Haglöfs Spitz Jacket im Test am Villanderer Berg

Das Haglöfs Spitz Jacket ist seit dem 1. September weiterentwickelt zurück in den Läden. Die schwedische Outdoormarke wirbt damit, dass selbst rauer Nordwind dieser Hardshelljacke nichts anhaben kann. Das wollten wir genauer wissen und wanderten im herbstlichen Südtirol auf einer windigen Ganztagestour zum Villanderer Berg (2.509 m) hinauf.

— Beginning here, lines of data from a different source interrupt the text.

PR #489, opened 2018-07-27
[WIP] Bitcoin Private

ch4ot1c:
- ForkId is set as 42 (for `42 << 8`), but we also use `(1U << 16)` for SCRIPT_VERIFY_FORKID. This should be added in a way that doesnt break BTG or BCH.

- The Genesis blocks in `BPrivate.cs` are pretty big; let me know if I should remove them for now.

Thank You

### DIFF
--- a/NBitcoin.Altcoins/BPrivateTransaction.cs
+++ b/NBitcoin.Altcoins/BPrivateTransaction.cs
@@ -1,53 +1,26 @@
-﻿using System;
+using System;
 using System.Linq;
-using System.Collections.Generic;
-using System.Text;
 using NBitcoin.Crypto;
 
 namespace NBitcoin.Altcoins
 {
-    public class ForkIdTransaction : Transaction, IHasForkId
-	{
-#pragma warning disable CS0618 // Type or member is obsolete
-		public ForkIdTransaction(uint forkId, bool supportSegwit, ConsensusFactory consensusFactory)
+  	public class BPrivateTransaction : ForkIdTransaction
+  	{
+		public BPrivateTransaction(ConsensusFactory consensusFactory) : base(42, false, consensusFactory)
 		{
-			_ForkId = forkId;
-			_SupportSegwit = supportSegwit;
-			_Factory = consensusFactory;
-		}
-#pragma warning restore CS0618 // Type or member is obsolete
-
-		ConsensusFactory _Factory;
-		public override ConsensusFactory GetConsensusFactory()
-		{
-			return _Factory;
-		}
-
-		private readonly bool _SupportSegwit;
-		public bool SupportSegwit
-		{
-			get
-			{
-				return _SupportSegwit;
-			}
-		}
-
-		private readonly uint _ForkId;
-		public uint ForkId
-		{
-			get
-			{
-				return _ForkId;
-			}
+			// BTCP is a fork of Zclassic
+			// FORKID_BTCP = 42: https://github.com/BTCPrivate/BitcoinPrivate/blob/4031ff02ec7c56bcafa085b01100cbddfcd33ea3/src/script/interpreter.h#L41
+			// No Segwit (For now)
 		}
 
 		public override uint256 GetSignatureHash(Script scriptCode, int nIn, SigHash nHashType, Money amount, HashVersion sigversion, PrecomputedTransactionData precomputedTransactionData)
 		{
 			uint nForkHashType = (uint)nHashType;
-			if((nHashType & SigHash.ForkId) != 0)
+			if((nForkHashType & (uint)SigHash.ForkId) != 0)
 				nForkHashType |= ForkId << 8;
 
-			if((SupportSegwit && sigversion == HashVersion.Witness) || (nHashType & SigHash.ForkId) != 0)
+			/* TODO Segwit compat
+			if(false && (SupportSegwit && sigversion == HashVersion.Witness) || (nHashType & SigHash.ForkId) != 0)
 			{
 				if(amount == null)
 					throw new ArgumentException("The amount of the output being signed must be provided", "amount");
@@ -58,13 +31,13 @@ namespace NBitcoin.Altcoins
 				if((nHashType & SigHash.AnyoneCanPay) == 0)
 				{
 					hashPrevouts = precomputedTransactionData == null ?
-								   GetHashPrevouts() : precomputedTransactionData.HashPrevouts;
+									GetHashPrevouts() : precomputedTransactionData.HashPrevouts;
 				}
 
 				if((nHashType & SigHash.AnyoneCanPay) == 0 && ((uint)nHashType & 0x1f) != (uint)SigHash.Single && ((uint)nHashType & 0x1f) != (uint)SigHash.None)
 				{
 					hashSequence = precomputedTransactionData == null ?
-								   GetHashSequence() : precomputedTransactionData.HashSequence;
+									GetHashSequence() : precomputedTransactionData.HashSequence;
 				}
 
 				if(((uint)nHashType & 0x1f) != (uint)SigHash.Single && ((uint)nHashType & 0x1f) != (uint)SigHash.None)
@@ -101,9 +74,7 @@ namespace NBitcoin.Altcoins
 
 				return GetHash(sss);
 			}
-
-
-
+			*/
 
 			if(nIn >= Inputs.Count)
 			{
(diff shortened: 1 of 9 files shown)


NBitcoin.Altcoins/ForkIdTransaction.cs
```diff
@@ -47,7 +47,7 @@ public override uint256 GetSignatureHash(Script scriptCode, int nIn, SigHash nHa
 			if(UsesForkId(nHashType))
 				nForkHashType |= ForkId << 8;
 
-			if((SupportSegwit && sigversion == HashVersion.Witness) || UsesForkId(nHashType))
```
NicolasDorier: Keep ` || UsesForkId(nHashType)` please, I don't want to test again bcash and bgold.

NBitcoin/Script.cs
```diff
@@ -121,14 +121,18 @@ public enum ScriptVerify : uint
 		/// <summary>
 		/// Some altcoins like BCash and BGold requires ForkId inside the sigHash
 		/// </summary>
-		ForkId = (1U << 29),
+		ForkId = (1U << 16),
```
NicolasDorier: Do not change this value.

NBitcoin.Altcoins/ForkIdTransaction.cs
```diff
@@ -47,7 +47,7 @@ public override uint256 GetSignatureHash(Script scriptCode, int nIn, SigHash nHa
...
+			if((SupportSegwit && sigversion == HashVersion.Witness) || (UsesForkId(nHashType) && ForkId != 42))
```
NicolasDorier: Please do not change this code. I have no way to know that it did not break bgold or bcash.

NBitcoin/Script.cs
```diff
@@ -117,6 +117,13 @@ public enum ScriptVerify : uint
 		/// Public keys in segregated witness scripts must be compressed
 		/// </summary>
 		WitnessPubkeyType = (1U << 15),
+		
+		/// <summary>
+		/// SCRIPT_VERIFY_FORKID flag for BPrivate
+		/// https://github.com/BTCPrivate/BitcoinPrivate/blob/4031ff02ec7c56bcafa085b01100cbddfcd33ea3/src/script/interpreter.h#L130
+		/// https://github.com/BTCGPU/BTCGPU/commit/777899b682c3d59702a4223c8239705a74616a63#diff-b81dfdd8a5bd80fe9f82b5a40c4c991eR126
+		/// </summary>
+		BTCPForkId = (1U << 16),
```
NicolasDorier: Remove this, this is not used anywhere, and `Script.cs` should not be polluted by altcoin specific logic.

NBitcoin/Network.cs
```diff
@@ -1459,13 +1459,41 @@ public uint Magic
 			}
 		}
 
+		private bool isBTCPForkEnabled(int nHeight)
+		{
+			return nHeight > 272991; // nForkStartHeight
+		}
+
+		// TODO - use
+		public Money GetRewardBTCP(int nHeight)
```
NicolasDorier: Remove this, no altcoin specific logic in `Network.cs`.

NBitcoin.Altcoins/ForkIdTransaction.cs
ch4ot1c: How would you prefer I skip over this conditional for BTCP?

NBitcoin/Script.cs
ch4ot1c: Note that this is used as a magic number in https://github.com/MetacoSA/NBitcoin/blob/4b989108b44d7add50f28b777e0495d09949f311/NBitcoin/Policy/StandardTransactionPolicy.cs#L194

NBitcoin/Network.cs
ch4ot1c: Done

NBitcoin/Script.cs
ch4ot1c: (Done)

NBitcoin.Altcoins/ForkIdTransaction.cs
NicolasDorier: I would override `GetSignatureHash` with a class deriving from `ForkIdTransaction`, say BPrivateTransaction.

NicolasDorier: Or Making UseForkId virtual, and only overriding this in BPrivateTransaction

NBitcoin.Altcoins/BPrivateTransaction.cs
```diff
@@ -0,0 +1,149 @@
...
+			// No Segwit (For now)
+		}
+
+		public override uint256 GetSignatureHash(Script scriptCode, int nIn, SigHash nHashType, Money amount, HashVersion sigversion, PrecomputedTransactionData precomputedTransactionData)
+		{
+			uint nForkHashType = (uint)nHashType;
+			if(UsesForkId(nHashType))
+				nForkHashType |= ForkId << 8;
+
+			/* TODO Segwit compat
```
NicolasDorier: Remove the comments

NicolasDorier:
If I compare with what you did before, a better idea seemed to me to make `UseForkId` virtual in the ForkIdTransaction and only override this with the specific condition of BPrivate.

ch4ot1c:
The above is a more semantically correct approach; BCC and BTG tests still all pass. I'm not sure where `1U << 29` comes from, but these changes don't modify the code's function at all.

Let me know if the virtual method is still what you require instead.

Thanks for the review

NBitcoin/ScriptEvaluationContext.cs
```diff
@@ -1679,9 +1679,9 @@ bool IsDefinedHashtypeSignature(byte[] vchSig)
 			}
 
 			var temp = ~(SigHash.AnyoneCanPay);
-			if((ScriptVerify & ScriptVerify.ForkId) != 0)
```
NicolasDorier: No altcoin logic in NBitcoin code. ForkId is an exception for something multiple coin will use. If this does not handle your case then you need to refactor NBitcoin in a more general way which make very obvious to me that there is no change of behavior for what existed before.

NBitcoin/Script.cs
```diff
@@ -119,16 +119,24 @@ public enum ScriptVerify : uint
 		WitnessPubkeyType = (1U << 15),
 
 		/// <summary>
-		/// Some altcoins like BCash and BGold requires ForkId inside the sigHash
+		/// Verify ForkId's presence when evaluating the script
+		/// https://github.com/Bitcoin-ABC/bitcoin-abc/blob/d46be71cdae64b50207a78b2804968f919cac408/src/script/bitcoinconsensus.h#L63
+		/// https://github.com/BTCGPU/BTCGPU/blob/0f0bb60bbd2a6aee990f813387980ee9a5f248df/src/script/interpreter.h#L122
+		/// https://github.com/BTCPrivate/BitcoinPrivate/blob/4031ff02ec7c56bcafa085b01100cbddfcd33ea3/src/script/interpreter.h#L130
 		/// </summary>
-		ForkId = (1U << 29),
```
NicolasDorier: do not change this

NicolasDorier:
You should not change anything in NBitcoin library, all your changes must be located inside `NBitcoin.Altcoins`. Please I don't want to take the risk of breaking something because of the support of another alt.

ch4ot1c:
You're running me in circles here.

There is already fork related code in NBitcoin: https://github.com/MetacoSA/NBitcoin/blob/4b989108b44d7add50f28b777e0495d09949f311/NBitcoin/Policy/StandardTransactionPolicy.cs#L194

Also, overriding `UsesForkId` alone doesn't fix the issue, since it needs to evaluate to true on ForkIdTransaction line47, and false on line 50. `96f83f8` should be sufficient.

NicolasDorier:
I know, `ForkId` has been done so other altcoins could easily customize the "forkId". By not doing so on BPrivate, you don't fit into what other altcoins does. This is a problem at BPrivate level, and your code is changing logic inside NBitcoin.

What you can do is to try to refactor `IHasForkId/ForkIdTransaction` to be more flexible, so that the logic which is specific to your coin stay contained inside `NBitcoin.Altcoins`.

This put additional work for you, but this is the price to pay for not doing things like other altcoin does.

NicolasDorier:
In other words, you first need to refactor NBitcoin code to be more flexible. (This would need to be in separate PR so I can properly evaluate if you do not break anything),

Then you submit your PR for including BPrivate which use this extensibility point.

But you should never touch the NBitcoin code with altcoin specific logic.

NicolasDorier:
need rebase

PR #496, opened 2018-08-02
[WIP] Add mogwaicoin, please add.

darkfriend77:
I haven't added the C# native neoscrypt implementation, because it will need to check unsafe code for compilation, if this isn't a problem I can add the source, otherwise it is on our github (https://github.com/mogwaicoin/NeoScryptCSharp).

I hope this fits your pull request requirements, if not let me know what is missing.


darkfriend77:
Please add or tell us what we have to change ... to have the PR merged.

NBitcoin.Altcoins/Mogwai.cs
```diff
@@ -0,0 +1,237 @@
...
+				return new MogwaiBlockHeader();
+			}
+			public override Block CreateBlock()
+			{
+				return new MogwaiBlock(new MogwaiBlockHeader());
+			}
+		}
+
+#pragma warning disable CS0618 // Type or member is obsolete
+		public class MogwaiBlockHeader : BlockHeader
```
NicolasDorier: you do not need this. Mogwai block format is same as bitcoin

NBitcoin.Altcoins/Mogwai.cs
```diff
@@ -0,0 +1,237 @@
...
+			}
+
+			protected override HashStreamBase CreateHashStream()
+			{
+				return BufferedHashStream.CreateFrom(CalculateHash);
+			}
+
+		}
+
+		public class MogwaiBlock : Block
```
NicolasDorier: you do not need this.

NBitcoin.Altcoins/Mogwai.cs
```diff
@@ -0,0 +1,237 @@
...
+		public static Mogwai Instance { get; } = new Mogwai();
+
+		public override string CryptoCode => "MOG";
+
+		private Mogwai()
+		{
+
+		}
+
+		public class MogwaiConsensusFactory : ConsensusFactory
```
NicolasDorier: you do not need this.

darkfriend77:
thx for the reply, I removed unused code. In last commit.

NBitcoin.Altcoins/Mogwai.cs
darkfriend77: okay, thank you for the hint I removed it in latest commit. It was copy paste from dash ... :-)

NBitcoin.Altcoins/Mogwai.cs
darkfriend77: Thx, for the hint, I removed it in the latest commit, If you could accept merge request now, we would be happy. :-)

NicolasDorier:
You tried to run the Altcoins tests with your node ?

darkfriend77:
yes, I had issues with CanSignTransactions, CanSyncWithoutPoW, CanSyncWithPoW, CorrectCoinMaturity ... so I figured out it was because we had already activated DGW (drkGravityWaves Difficulty Algo) in reg test, which avoided generating more then 24 blocks without a diff increase.

So I changed that in regtest, but I also thought I would change BIP34, which seems to be wha did broke it again ... I gona fix that

darkfriend77:
I will do a clean pull request once I got all test working. Sry for the lost time.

„Auf den Zwölfernock willst Du? Bei dem Wind?“ frägt mich ein alter Senn. Er gehört noch zu den wenigen, die den alten Namen vom Villanderer Berg kennen. Egal wie man diesen eher einsamen Gipfel in den Sarntaler Alpen bezeichnet: Es erwartet den Alpinisten eine grandiose Aussicht! Früh geht es in Villanders los. Der wunderbare Gasthof zum Steinbock, er ist aus dem 12. Jahrhundert und überlebt sicher alle unsere Fastfood-Lokale, wirkt im Morgengrauen noch imposanter. Durch den Wald geht es rauf. Es ist herbstlich frisch. Ein frischer Wind weht vom Eisacktal herauf. Über das T-Shirt ziehe ich mir das Haglöfs Spitz Jacket. Wortlos geht es bergauf. Der eine oder andere Hofhund schlägt an, als wir in den frühen Morgenstunden an den einzelnen Gehöften vorbeiwandern. Damit ich  nicht zu sehr ins Schwitzen komme, habe ich die beiden Reißverschlüsse unter den Armen vom Haglöfs Spitz Jacket geöffnet. In Kombination mit GORE-TEX 3L Pro Shell stimmt während des Aufstiegs das Innenklima.

Haglöfs Spitz Jacket: Dicht und robust am Villanderer Berg

Auf dem Weg zur Villanderer Alm passieren wir das ehemalige Bergwerk. Es beginnt zu nieseln, obwohl der Wetterbericht einen windigen und bedeckten Tag vorher gesagt hat. Weiter über Forstwege bergan. Bald ist die Gasser Hütte (1.756 m) erreicht. Zeit für ein zweites Frühstück. Noch ist der große Parkplatz leer. Viele Wanderer steigen von hier auf das Rittener Horn auf. Die wenigsten finden den Weg zum Villanderer Berg. Als wir die Tour fortsetzen hat der Regen aufgehört und immer wieder kommt die Sonne durch die Wolken. Bald ist der Gasthof Rinderplatz erreicht. Noch sind hier die Sonnenschirme eingeklappt. An Weideflächen vorbei steigen wir zwischen Latschenkiefern bergan. Bald teilt sich am Sattel der Weg. Links geht es zum Rittener Horn. Wir wenden uns über eine Hochebene die mit Gras überwachsen ist nach rechts zum Villanderer Berg. Steinmauern durchziehen diese karge Hochfläche und alles erinnert mehr an Irland als an Südtirol. Haflinger sowie Kühe weiden hier. Den Gipfel haben wir vor Augen. Eigentlich ist das Haglöfs Spitz Jacket im Rucksack verstaut und nimmt dort wenig Platz weg. Doch nun kommt wieder ein frischer Wind aus dem Eisacktal auf und treibt die Wolken dahin. Im T-Shirt ist es mir entschieden zu kalt und deshalb ziehe ich mir die Haglöfs Jacke wieder an. Auf dem Gipfel angekommen bietet sich eine wunderbare Aussicht: Die drei Zinnen sind zu sehen, das Rittner Horn und viele Gipfel Südtirols. Wir steigen auf dem gleichen Weg wieder ab und als es am Mittag wieder wärmer ist, kommt das Haglöfs Spitz Jacket wieder in den Rucksack und bleibt dort bis Villanders. Eigentlich schade, denn zu gerne hätte ich diese Spitzenmodell bei einem richtigen Regenguss erlebt. Aber ich befürchte mit diesem Wetterwunsch bin ich heute ziemlich alleine.